## REQUIREMENT
Where the word "outside" occurs in a line of the data, return the whole line.

[Records from a data source]
═══

PR #609, opened 2025-10-29
terminal: auto-scroll drag selection

stephanbuys:
This adds auto-scroll while making a selection by dragging beyond the visible viewport. When the pointer is above/below the view during a drag-selection, the view scrolls in that direction until the pointer re-enters the viewport or the selection ends. This matches expected behaviour from other terminal emulators and editors.

Details
- Scrolls at a moderated rate to avoid overshoot.
- Active only during drag-selection; no impact on normal scrolling.

### DIFF
--- a/src/terminal_box.rs
+++ b/src/terminal_box.rs
@@ -17,6 +17,7 @@ use cosmic::{
         event::{Event, Status},
         keyboard::{Event as KeyEvent, Key, Modifiers},
         mouse::{self, Button, Event as MouseEvent, ScrollDelta},
+        window::RedrawRequest,
     },
     iced_core::{
         Border, Shell,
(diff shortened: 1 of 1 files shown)


wash2 (approved):

jacobgkau (commented):
When testing, I'm noticing this:

- If I click and drag past the edge of the window, the view only scrolls while the mouse cursor's moving, not while it's still. This feels fine as expected behavior.
- However, when I release the mouse button with the cursor still outside the window, the selection jumps to include (or not include, if I'm de-selecting) a few extra lines.

For comparison, GNOME Terminal doesn't have that jump when releasing the mouse button-- it stops selecting immediately when the mouse button's released (although it also continues selecting more for the entire time the cursor's held outside the window, as long as the mouse button's held down, without the cursor needing to be moved; it only gets faster when moving the cursor).

One way or another, it seems like the jump on release is a bug and should be eliminated.

jacobgkau (commented):
I'm still seeing the jump on mouse release (while the mouse is above or below the window) on c0d4131.

To be clear, the steps to reproduce are:

1. `sudo dmesg` to generate long output
2. Click and start dragging from inside the window to above the window
3. Stop moving the mouse cursor & wait for the text to stop scrolling
4. Release the mouse button; this is when the jump occurs

jacobgkau:
Actually, if I'm careful, it's often not happening now. The times it's happening might just be me moving the cursor slightly as I let go of it.

wash2 (approved):

stephanbuys:
That's good to hear, there's some things that could be tried, maybe this is a ok start and see what the user feedback is more generally?
Otherwise if there's a terminal that definitely works in with the trackpad then maybe I can look at how they do it?

stephanbuys:
This latest attempt takes how Konsole and Gnome's terminal handle the auto scroll behaviour into account. Hope this settles it. I unfortunately don't have a trackpad, Konsole or gnome - so this is hard to reproduce and fully verify for me, but initial testing seems fine.

jacobgkau (approved):
Alright, a404840 continues scrolling (at a more manageable speed) as long as the cursor's out of the window, so that eliminates the real use-case for letting go of the cursor outside of the window for precision operations. I also don't see a noticeable jump happening anymore, so that's great.

This seems to be working well with both a touchpad and a mouse. Both normal select and word select still work, as do the selection keyboard shortcuts. Also seems to work as expected when new output's appearing while I'm selecting. Not seeing any regressions.

Thank you for implementing this!

PR #619, opened 2025-11-06
Update dependencies

git-f0x:
Gets the new context drawer design, and switches `alacritty_terminal` to the crate version, rather than an old git commit. The only breaking change since then is `hold` being renamed to `drain_on_exit`.

### DIFF
--- a/Cargo.lock
+++ b/Cargo.lock
@@ -139,8 +139,9 @@ dependencies = [
 
 [[package]]
 name = "alacritty_terminal"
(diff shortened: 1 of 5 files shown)


jackpot51 (approved):

git-f0x:
Yeah, I read the changelog and saw:
>Replaced `Options::hold` with `Options::drain_on_exit`

so it seems I kind of misunderstood what that meant (and seemingly didn't read the commit description of the commit I linked 🫠).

═══

## SOLUTION TO THE EXERCISE
- However, when I release the mouse button with the cursor still outside the window, the selection jumps to include (or not include, if I'm de-selecting) a few extra lines.
For comparison, GNOME Terminal doesn't have that jump when releasing the mouse button-- it stops selecting immediately when the mouse button's released (although it also continues selecting more for the entire time the cursor's held outside the window, as long as the mouse button's held down, without the cursor needing to be moved; it only gets faster when moving the cursor).
Alright, a404840 continues scrolling (at a more manageable speed) as long as the cursor's out of the window, so that eliminates the real use-case for letting go of the cursor outside of the window for precision operations. I also don't see a noticeable jump happening anymore, so that's great.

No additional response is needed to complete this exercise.